# How to restore (refresh) catalog



## aster (Jun 12, 2010)

Hi

After an hour searching, I decided to ask for help.
How do I refresh main library catalog to find new images or to restore accidentally removed ones?

I converted several raw images to dng and as a result raw's were removed from catalog.
After I deleted dng's - raws are present on disk but how to get back to catalog these removed raw files? Do I need to reenter also keywords each time?
Catalog is distributed between very many folders.

Thanks

Thanks


----------



## dj_paige (Jun 12, 2010)

[quote author=aster link=topic=1''59.msg6811'#msg6811' date=1276341569]
I converted several raw images to dng and as a result raw's were removed from catalog.
[/quote]

It would help if you told us how you did this. Did you do this inside of Lightroom when you imported the photos, or outside of Lightroom?

[quote author=aster link=topic=1''59.msg6811'#msg6811' date=1276341569]After I deleted dng's - raws are present on disk but how to get back to catalog these removed raw files? Do I need to reenter also keywords each time? Catalog is distributed between very many folders.
[/quote]

I believe to get the Raws back into your catalog (are you sure they aren't in the catalog now?), you would have to import them again. If, at some time in the past you stored your keywords with the Raw files (something that doesn't happen automatically in Lightroom, you the user have to tell LR to make this happen), then your keywords will be there on import. If you didn't tell Lightroom to store the keywords, then they are gone.

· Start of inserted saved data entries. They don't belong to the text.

Issue #2279, opened 2018-01-04
Problem on stop_schedules with duration of multiple days for routes active only on certain days


eturck:
Hello!

We are currently working on our stop_schedules API with kraken as the backend. It was pretty simple but while testing I was missing a few departures in my response. I tried using the Navitia API to see if I made a mistake but I have the same problems with it.

One of our line (line 21) is running Monday to Saturday with a different terminus on the week-end.
If I ask, on a Thursday,  the stop_schedules for one of the stop_area on the line, with a duration of two weeks for example (duration=86400*14) I will have : 
- On the week route, all the departures for Thursday and Friday,
- On the week-end route, nothing.
What I think we should have (and what I want :D) : 
- On the week route, all the departures for Thursday and Friday + all next week Monday through Friday + the week after Monday to Wednesday,
- On the week-end route, departures of the next two Saturdays.

I took a quick look at the code and it's pretty clear why it's doing this. In [next_valid_discrete ](https://github.com/CanalTP/navitia/blob/dev/source/routing/next_stop_time.cpp#L118)(in next_stop_time.cpp) :
```cpp
    auto date = DateTimeUtils::date(dt);
    for (const auto* st: dataRaptor.next_stop_time_data.stop_time_range_after(jpp_idx, dt, stop_event)) {
        (...)
    }

    //if none was found, we try again the next day
    date++;
    for (const auto* st: dataRaptor.next_stop_time_data.stop_time_range_forward(jpp_idx, stop_event)) {
        (...)
    }

    // if nothing found, return max
    return {nullptr, DateTimeUtils::inf};
```

We search for the next valid stop time only for today and tomorrow, nothing else.
So in get_stop_times, when [we initialize each journey pattern point with the first departure ](https://github.com/CanalTP/navitia/blob/dev/source/routing/get_stop_times.cpp#L60)we only look for those two days, and same thing [while we loop until max_dt](https://github.com/CanalTP/navitia/blob/dev/source/routing/get_stop_times.cpp#L87) (which his from_datetime + duration), when we are on Friday at the last departure of this day, we only look for the next one Friday and Saturday. Since there is no departure, the next one is Monday, we never output the departures for next week.

As always I have a few questions :) : 
- Is it intended? Since it's in routing I was wondering if with RAPTOR we explicitly don't want to look for a departure  further than the next day.
[...]

PR #2309, opened 2018-01-25
Kraken: fix schedules for lines not circulating on two consecutive days or more

eturck:
This is following issue #2279.

This problem is occurring on stop/route_schedules with a duration of multiple days. Our use case is that we want to know which lines have a service on the next seven days at a certain stop. So we ask stop_schedules the next 2 departures in the next 7 days.
Some of our lines have routes only active on Saturdays or Sundays, so when we test it at the beginning of the week, we have no results.

After @TeXitoi's answer I took the safe approach, not wanting to impact anything performance-wise. I used the already existing bound for next/previous_valid_discrete (I added it to the frequency functions).
It's not just used to stop searching after a certain bound now, I also use it to determine how far into the future I need to go. For example next_valid_discrete will search on the current day and increment the date until we pass the bound as long as we have not found the next stop time.

If the bound is not set, I set it to DateTime(dt.date + 2, 0). It's kind of "random", but it's to emulate the current behavior. I don't know if there is a more elegant way to do it. I've added a bunch of tests too.

Let me know if that's seems an OK way to fix it, if I miss something or if I need to change / add anything.

### DIFF
--- a/source/routing/next_stop_time.cpp
+++ b/source/routing/next_stop_time.cpp
@@ -123,20 +123,10 @@ next_valid_discrete(const StopEvent stop_event,
         const type::VehicleProperties& vehicle_props,
         const DateTime bound) {
     auto date = DateTimeUtils::date(dt);
-    for (const auto* st: dataRaptor.next_stop_time_data.stop_time_range_after(jpp_idx, dt, stop_event)) {
-        assert(dataRaptor.jp_container.get_jpp(*st) == jpp_idx);
-        const uint32_t hour = (stop_event == StopEvent::pick_up) ? st->boarding_time : st->alighting_time;
-        const DateTime cur_dt = DateTimeUtils::set(date, DateTimeUtils::hour(hour));
-        if (bound < cur_dt) { return {nullptr, DateTimeUtils::inf}; }
-        if (is_valid(st, date, true, rt_level, vehicle_props)) {
-            return {st, cur_dt};
-        }
-    }
+    // On the first iteration we only check the stop_times after dt, we init the range with this
+    auto st_range = dataRaptor.next_stop_time_data.stop_time_range_after(jpp_idx, dt, stop_event);
 
-    const auto st_range = dataRaptor.next_stop_time_data.stop_time_range_forward(jpp_idx, stop_event);
-    //if none was found, we try again until we crossed the bound
-    while(DateTimeUtils::date(bound) > date) {
-        date++;
+    while(DateTimeUtils::date(bound) >= date) {
         for (const auto* st: st_range) {
             assert(dataRaptor.jp_container.get_jpp(*st) == jpp_idx);
             const uint32_t hour = (stop_event == StopEvent::pick_up) ? st->boarding_time : st->alighting_time;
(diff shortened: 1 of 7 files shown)


buildbotctp:

kinnou02:
ok to test.

source/routing/next_stop_time.cpp
```diff
@@ -133,15 +133,18 @@ next_valid_discrete(const StopEvent stop_event,
...
-        const DateTime cur_dt = DateTimeUtils::set(date, DateTimeUtils::hour(hour));
-        if (bound < cur_dt) { return {nullptr, DateTimeUtils::inf}; }
-        if (is_valid(st, date, true, rt_level, vehicle_props)) {
-            return {st, cur_dt};
+    const auto st_range = dataRaptor.next_stop_time_data.stop_time_range_forward(jpp_idx, stop_event);
+    //if none was found, we try again until we crossed the bound
+    while(DateTimeUtils::date(bound) > date) {
+        date++;
+        for (const auto* st: st_range) {
+            assert(dataRaptor.jp_container.get_jpp(*st) == jpp_idx);
```
xlqian: this is a 100% repeated code 🐱 as the L127 can you refactorize that if possbile?

source/routing/next_stop_time.cpp
```diff
@@ -153,98 +156,71 @@ static std::pair<const type::StopTime*, DateTime>
 next_valid_frequency(const StopEvent stop_event,
         const dataRAPTOR& dataRaptor,
         const JppIdx jpp_idx,
-        const DateTime dt,
+        DateTime dt,
```
pbougue: It will probably imply code a bit away of your PR but I'd rather add `const`s than remove'em.
But it's int underlying here, so copied...

pbougue (approved):
Looks good
I'm just wondering if we might hit some "DOS" issues with people going a bit too far in time with big counts, or things like that.

source/routing/next_stop_time.cpp
eturck: I can keep the `const` and start by copying dt in another `DateTime` if it's better. That's not really a problem I just took the easy way without much thinking ;).

eturck:
@pbougue it could probably cause some issue with people getting a stop_schedules for a year or something. Maybe like there is a max_count in the config you could have a max_duration too? It's not perfect if everybody can request something like two weeks but it's limited compare to the end production date as a limit.

source/routing/next_stop_time.cpp
pbougue: Or even... propagate it 😝

eturck: I'm not really sure to fully understand sorry :worried:. Do want me to just keep the `const` and work on a copy of the `DateTime` and also add a `const` to the dt of `get_next_stop_time`? Or something else/more?

pbougue: Probably work on a copy for the needed part (as it is mutable, which I didn't remark at first sight).
And also at first my idea was to add `const`s to function params you are using (`DateTimeUtils::date()` and `get_next_stop_time()`): it's legacy, you can do it if you want but it's not your responsibility at all :)

eturck:
I changed next/previous_valid_discrete to reduce repeated code and added some const :).

xlqian (approved):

I point out that your sequence of actions isn't a good workflow. In general, you import a photo into Lightroom once, and you leave it in the Lightroom library module for the rest of time, or until the solar system ends, whichever comes first.


----------



## Victoria Bampton (Jun 12, 2010)

Hi Aster, welcome to the forum!

So are the references to the DNG files still in the catalog safely? And do they have question marks on them? Did you have settings on them that you'd like to restore? Is there any particular reason you decided to delete the DNG's? And here's a daft question, but do you have a backup of the catalog before you did the conversion, because it may be possible to pull the details back from there.


----------



## aster (Jun 12, 2010)

Hi

Thanks for the help.
I used few days ago a Lightroom Library menu command "convert to dng" and later deleted these dng files with Lightroom right mouse button delete command, hoping that original raws, which were removed against my will, are restored. There is a lot of images and now I have found that several are missing.
Do you really mean that Lightroom doesn't have any basic refresh function, to check that all content of folders is still present?


----------



## Victoria Bampton (Jun 12, 2010)

Ah, if you used the Library menu command, it basically does a 'swap'. If you ever need to just create DNG's without touching your raw files, try Export.

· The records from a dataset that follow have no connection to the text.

PR #2311, opened 2018-01-26
Jormun : [Siri Lite] Add new tests

benoit-bst:
New tests :
- Real time passage with no departure time
- Real time passage with departure time in the past

New check :
- If possible route is not empty

### DIFF
--- a/source/jormungandr/tests/proxy_realtime_sirilite_integration_tests.py
+++ b/source/jormungandr/tests/proxy_realtime_sirilite_integration_tests.py
@@ -138,6 +138,38 @@ class TestSiriLite(AbstractTestFixture):
                             "MonitoringRef": {"value": "syn_stoppoint21"},
                             "RecordedAtTime": "2017-07-19T13:01:54.727Z"
                         },
+                        # we add a passage with no departure time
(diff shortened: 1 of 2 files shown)


source/jormungandr/tests/proxy_realtime_sirilite_integration_tests.py
```diff
@@ -138,6 +138,38 @@ def test_stop_schedule(self):
...
+                                "MonitoredCall": {
+                                    "ExpectedDepartureTime": "",
+                                    "StopPointName": [{"value": "the stop"}],
+                                    "VehicleAtStop": False
+                                }
+                            },
+                            "MonitoringRef": {"value": "syn_stoppoint21"},
+                            "RecordedAtTime": "2017-07-19T13:01:54.727Z"
+                        },
+                        # we add a passage with departure time in the past
```
pbougue: could be nice to add `(we should not consider it)` (same above)

pbougue (approved):

benoit-bst:
https://jira.canaltp.fr/browse/NAVITIAII-2350

PR #2317, opened 2018-01-31
jormungandr: test on ridesharing with a public transport

kadhikari:


source/jormungandr/tests/instant_system_new_default_routing_tests.py
```diff
@@ -205,3 +206,61 @@ def test_basic_ride_sharing(self):
...
+
+    def test_ride_sharing_with_pt(self):
+        """
+        test ridesharing_jouneys details
+        """
+        q = journey_basic_query + \
+            "&last_section_mode[]=walking" + \
+            "&first_section_mode[]=ridesharing" + \
+            "&ridesharing_speed=2.5" + \
+            "&debug=true"
```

You can use the right-click on the Folders to do Synchronize to find any photos in those folders that aren't in the catalog, or just import those folders again to pick up any stragglers.


----------



## aster (Jun 12, 2010)

Thanks Victoria,
Yes my mistake, I'm new to Lightroom and just was too curious 

but if I don't remember the folder and there are over 1''' folders?
How can I sync the whole root folder f:/photos where image sub folders are stored, which are displayed in Lightroom now? Right now I just can't see this root folder from Lightroom.
And what's about keywords, are these lost with dng images?

Thanks!


----------



## Victoria Bampton (Jun 12, 2010)

Ah, ok, right-click on the folder and choose Add Parent Folder and keep repeating on the top level folder until you reach a folder that contains all of the photos, and then you can synchronize the parent folder and it'll do all of the others. More extensive instructions here: http://www.lightroomqueen.com/blog/2''8/12/17/i-have-a-long-list-of-folders-can-i-change-it-to-show-the-folder-hierarchy/

As far as the keywords go, possibly. That's why I asked about the catalog backup, which would contain your previous keywords. The other possibility is if you wrote out to XMP, they might still be with the raw files. You'd see them as *.xmp files next to the raw files on the hard drive.


----------



## aster (Jun 12, 2010)

Thanks, Add parent folder did the restore job.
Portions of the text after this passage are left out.